Licenciée en 2016, Maïtena Biraben réclame 4 millions d'euros à Canal+

La journaliste avait été écartée du "Grand journal" à l'été 2016 au bout d'une seule saison après de fortes chutes d'audience. 

La journaliste Maïtena Biraben lors dun gala à Monaco, le 23 juillet 2016.
La journaliste Maïtena Biraben lors dun gala à Monaco, le 23 juillet 2016. (VALERY HACHE / AFP)

Une demande conséquente d'indemnités. L'ex-présentatrice du "Grand Journal" Maïtena Biraben, licenciée pour faute grave il y a deux ans, a réclamé lundi un peu plus de 4 millions d'euros à son ex-employeur Canal+, devant le conseil des prud'hommes de Boulogne (Hauts-de-Seine).

Aujourd'hui animatrice sur la radio RMC, la journaliste avait été écartée du "Grand journal" à l'été 2016 au bout d'une seule saison après de fortes chutes d'audience.
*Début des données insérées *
PR #215, opened 2022-02-03
Maesemen/riemann stiff pstar

### LINKED ISSUE #213: RiemannStiff convergence issue and stiff decode state add error catch
issue with pstar not converging with RiemannStiff flux calculator
stiff decode not catching all possible zero values

maesemen:
Fixes pstar convergence. closes #213

### DIFF
--- a/CMakeLists.txt
+++ b/CMakeLists.txt
@@ -17,7 +17,7 @@ if(NOT DEFINED CMAKE_CXX_COMPILER)
 endif()
 
 # Set the project details
-project(ablateLibrary VERSION 0.7.32)
+project(ablateLibrary VERSION 0.7.33)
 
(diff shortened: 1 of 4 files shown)


jikembo (approved):

mmcgurn (changes requested):
For bugs like this, I think that it is a good idea to add a test case that would have caught this error.  Is there a test case you can add to catch this?

maesemen:
> For bugs like this, I think that it is a good idea to add a test case that would have caught this error. Is there a test case you can add to catch this?

It would take some work to figure out the conditions for the test case to catch this, but I did check with running a full simulation

jikembo (approved):

PR #538, opened 2025-05-01
Adding user defined limiter fix, MF boundary and profiling improvements

kolosret:
1, Added maximum gradient option in cellinterpolant, over which we don't project the state to the face, we use cell-centered values. Recommended value is around 10000 for user.
2. Added mass flux boundary condition form Kenny's branch.
3. Added barrier in the timestepper between pre and evaluate step. This is to stop radiation gain load imbalance influencing flow data.

### DIFF
--- a/src/finiteVolume/cellInterpolant.cpp
+++ b/src/finiteVolume/cellInterpolant.cpp
@@ -2,7 +2,8 @@
 #include <petsc/private/dmpleximpl.h>
 #include <utility>
 
-ablate::finiteVolume::CellInterpolant::CellInterpolant(std::shared_ptr<ablate::domain::SubDomain> subDomainIn, const std::shared_ptr<domain::Region>& solverRegion, Vec faceGeomVec, Vec cellGeomVec,double maxGradIn)
+ablate::finiteVolume::CellInterpolant::CellInterpolant(std::shared_ptr<ablate::domain::SubDomain> subDomainIn, const std::shared_ptr<domain::Region>& solverRegion, Vec faceGeomVec, Vec cellGeomVec,
+                                                       double maxGradIn)
     : subDomain(std::move(std::move(subDomainIn))), maxLimGrad(maxGradIn) {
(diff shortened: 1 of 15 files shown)


src/finiteVolume/finiteVolumeSolver.hpp
klbudzin, line 1: If we are setting in the finite volume solver, it should have a defaulted value here, which should be some ridiculously large value that should probably be linked to the ablate::utilities::constants::large value

src/finiteVolume/cellInterpolant.cpp
```diff
@@ -450,11 +454,25 @@ void ablate::finiteVolume::CellInterpolant::ComputeFieldGradients(const domain::
                 DMPlexApplyLimiter_Internal(dm, dmCell, lim, dim, dof, cell, field.id, cellFaces[f], faceRange.start, faceRange.end, cellPhi, xLocalArray, cellGeometryArray, cg, cx, cgrad) >>
                     utilities::PetscUtilities::checkError;
             }
+
             /* Apply limiter to gradient */
+            PetscBool cancel = PETSC_FALSE;
+            for (PetscInt pd = 0; pd < dof; ++pd) {
+                if (cellPhi[pd] == 0) {
+                    for (PetscInt d = 0; d < dim; d++) {
+                        // limit the maxium gradient, this is required for strong shocks in rocket simulations
```
klbudzin, line 463: Probably expand on this comment, i.e. change it to something similar to
 // Due to directional limiting being difficult in unstructured grids, a strict gradient limiter is introduced here to revert back to cell centered reconstructions if a component limiter is 0 even though there is a strong component gradient in a direction (Usually happens at strong shocks seen in high pressured rocket simulations)

klbudzin (changes requested):

src/finiteVolume/finiteVolumeSolver.hpp
kolosret: sounds good, changed it!

klbudzin (approved):

PR #758, opened 2022-02-24
feature: support_sustom_backdoor_bind_address, 0.0.0.0 and 127.0.0.1

ponponon:
When deploying a `nameko` project using a `K8s` cluster, a health detection feature is needed. It just so happens that `nameko` makes use of `eventlet`, which provides a `backdoor` mechanism that can be used to implement health detection.

For example, start the `nameko` service using the following.

```shell
nameko run services:AddService --config . /config.yaml --backdoor-port 50000       
```

I can simulate the health detection function with the following command.

```shell
─➤ nc -zv 127.0.0.1 50000
Connection to 127.0.0.1 50000 port [tcp/*] succeeded!
```

But `nameko`'s fixed `localhost`, which makes it impossible to do health checks from remote machines!

```python
def setup_backdoor(runner, port):
    def _bad_call():
        raise RuntimeError(
            'This would kill your service, not close the backdoor. to exit, '
            'use ctrl-c.')
    socket = eventlet.listen(('localhost', port))
    # work around https://github.com/celery/kombu/issues/838
    socket.settimeout(None)
    gt = eventlet.spawn(
        backdoor.backdoor_server,
        socket,
        locals={
            'runner': runner,
            'quit': _bad_call,
            'exit': _bad_call,
        })
    return socket, gt
```

I think the author limited it to `localhost` for security reasons, but I wanted to be able to `0.0.0.0`

So I added a `--backdoor-bind-address` parameter, so we can only choose whether it's `0.0.0.0` or `127.0.0.1`, the default is `127.0.0.1`

### DIFF
--- a/nameko/cli/commands.py
+++ b/nameko/cli/commands.py
@@ -97,6 +97,11 @@ class Run(Command):
             help='RabbitMQ broker url')
 
         parser.add_argument(
+            '--backdoor-bind-address', type=str, default='127.0.0.1',
+            help='Support 0.0.0.0 and 127.0.0.1,'
+            ' the former can be accessed by other machines in the network')
+
+        parser.add_argument(
             '--backdoor-port', type=int,
             help='Specify a port number to host a backdoor, which can be'
             ' connected to for an interactive interpreter within the running'
@@ -171,3 +176,4 @@ class Test(Command):
 
 
 commands = Command.__subclasses__()  # pylint: disable=E1101
+
--- a/nameko/cli/run.py
+++ b/nameko/cli/run.py
@@ -92,12 +92,14 @@ def import_service(module_name):
     return found_services
 
 
-def setup_backdoor(runner, port):
+def setup_backdoor(runner, address, port):
     def _bad_call():
         raise RuntimeError(
             'This would kill your service, not close the backdoor. To exit, '
             'use ctrl-c.')
-    socket = eventlet.listen(('localhost', port))
+    address = address if address in {'0.0.0.0', '127.0.0.1'} else '127.0.0.1'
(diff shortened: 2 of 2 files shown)


nameko/cli/run.py
```diff
@@ -92,12 +92,14 @@ def import_service(module_name):
...
 
 
-def setup_backdoor(runner, port):
+def setup_backdoor(runner, address, port):
     def _bad_call():
         raise RuntimeError(
             'This would kill your service, not close the backdoor. To exit, '
             'use ctrl-c.')
-    socket = eventlet.listen(('localhost', port))
+    address = address if address in {'0.0.0.0', '127.0.0.1'} else '127.0.0.1'
```
pace-gene, line 100: I think it would be valid to specify other bind addresses than just `0.0.0.0` and `127.0.0.1`. Also this doesn't take into account that the bind address could support ipv6.

It may be simpler to just accept the bind address that is supplied or default to `127.0.0.1` and log a warning if the bind address is not `127.0.0.1` or `::1`.

nameko/cli/commands.py
```diff
@@ -96,6 +96,11 @@ def init_parser(parser):
             '--broker', default='pyamqp://guest:guest@localhost',
             help='RabbitMQ broker url')
 
+        parser.add_argument(
+            '--backdoor-bind-address', type=str, default='127.0.0.1',
+            help='Support 0.0.0.0 and 127.0.0.1,'
```
pace-gene, line 101: See my other comment about allowing any address here.

pace-gene (changes requested):

PR #774, opened 2023-06-12
Fix bug in utils.retry where delay is shared between calls

joechild-pace:
If a function decorated with `utils.retry` is called more than once, the backoff shouldn't accumulate between calls

### DIFF
--- a/.github/workflows/ci.yaml
+++ b/.github/workflows/ci.yaml
@@ -20,7 +20,6 @@ jobs:
       matrix:
         python-version:
           - 3.9
-          - 2.7
 
     steps:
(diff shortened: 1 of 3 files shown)


joechild-pace:
It looks like github has dropped support for python 2.7 in setup-python https://github.com/actions/setup-python/issues/672

The easiest fix is probably to remove it from CI (which I've done here) and look towards dropping support for it too

mattbennett (approved):
Nice catch and test.

Happy to drop 2.7 support here in CI. The next major release will drop it entirely.

pace-gene (approved):

PR #777, opened 2023-10-03
drop py2 support

stephenc-pace:


setup.py
```diff
@@ -42,14 +42,10 @@
     ],
     extras_require={
         'dev': [
-            "coverage==5.5 ; python_version<'3'",
             "coverage==7.1.0 ; python_version>'3'",
```
pace-gene: Do we need to retain the `python_version>'3'` condition if we've dropped support for 2.x?

stephenc-pace: nope, I've removed these all.

pace-gene (approved):

iky (approved):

Elle avait été licenciée pour "faute grave" le 18 juillet par le groupe Canal+ pour des motifs qu'elle conteste.

Lors de l'audience, l'avocate de l'animatrice, Claire Fougea, a plaidé que le licenciement était sans cause réelle et sérieuse, et a réclamé en tout 4 060 000 euros à Canal+, dont 2,55 millions d'indemnité contractuelle, 1,01 million pour licenciement sans cause réelle et sérieuse et 500.000 euros pour préjudice moral.

"Déloyauté"

De son côté, le conseil de Canal+, Eric Manca, a assuré que le licenciement pour faute grave était justifié par la "déloyauté" de l'animatrice envers la chaîne, qui "s'est inscrite totalement en marge de son contrat de travail".

Selon lui, la chaîne avait simplement annoncé que Maïtena Biraben quittait l'animation du "Grand Journal, puis lui avait fait plusieurs propositions, mais l'animarice a "revendiqué un limogeage là où il n'y en avait jamais eu, et a tenté de passer en force pour obtenir le paiement d'une somme assez rondelette (ses indemnités de départ,) qui était due s'il y avait eu une exécution loyale de son contrat de travail", a-t-il argumenté. Le jugement sera rendu le 27 septembre.